Your goal
What lines of the data hold the string "think"? Copy them all.

===== Extracted records =====

PR #325, opened 2017-06-07
Introduce a new file to register filters

dunglas:
It prevents to have to define manually `autoconfigure`, `autowire` and other keys because of the new `_defaults` key introduced in the standard edition of Symfony 3.3.

### DIFF
--- a/app/config/api_filters.yml
+++ b/app/config/api_filters.yml
@@ -1,0 +1,8 @@
+# Learn more about filters
+# https://api-platform.com/docs/core/filters
+services:
+    # configure filters
+    #foo.search_filter:
+    #    parent: 'api_platform.doctrine.orm.search_filter'
+    #    arguments: [ { id: 'exact', bar: 'partial' } ]
+    #    tags: ['api_platform.filter']
--- a/app/config/config.yml
+++ b/app/config/config.yml
@@ -2,6 +2,7 @@ imports:
     - { resource: parameters.yml }
     - { resource: security.yml }
     - { resource: services.yml }
+    - { resource: api_filters.yml }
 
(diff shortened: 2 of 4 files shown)


app/config/config.yml
```diff
@@ -2,6 +2,7 @@ imports:
     - { resource: parameters.yml }
     - { resource: security.yml }
     - { resource: services.yml }
+    - { resource: filters.yml }
```
teohhanhui: `api_filters.yml`?

dunglas: I propose to keep it simple, the user can always rename it if he wants to.

teohhanhui: I think it's clearer to the user what are API filters, as opposed to just filters (which could be Twig filters or whatever...)

app/config/api_filters.yml
```diff
@@ -0,0 +1,8 @@
+# Learn more about filters
+# https://api-platform.com/docs/core/filters
+services:
+    # configure filters
+    #foo.search:
```
teohhanhui: I know this is a shortcut, but I think naming services like this is not sensible.

It'd be better if we name the service properly, at least `foo.search_filter` would be better. (I'd prefer a more verbose and properly namespaced `app.resource.foo.search_filter`, but that's just me.)

app/config/api_filters.yml
```diff
@@ -0,0 +1,8 @@
...
+    #    parent: 'api_platform.doctrine.orm.search_filter'
+    #    arguments: [ { id: 'exact', bar: 'partial' } ]
+    #    tags: [ { name: 'api_platform.filter' } ]
```
teohhanhui:
```yaml
    tags: [api_platform.filter]
```

would do.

=====

Problem solution
teohhanhui: I think it's clearer to the user what are API filters, as opposed to just filters (which could be Twig filters or whatever...)
teohhanhui: I know this is a shortcut, but I think naming services like this is not sensible.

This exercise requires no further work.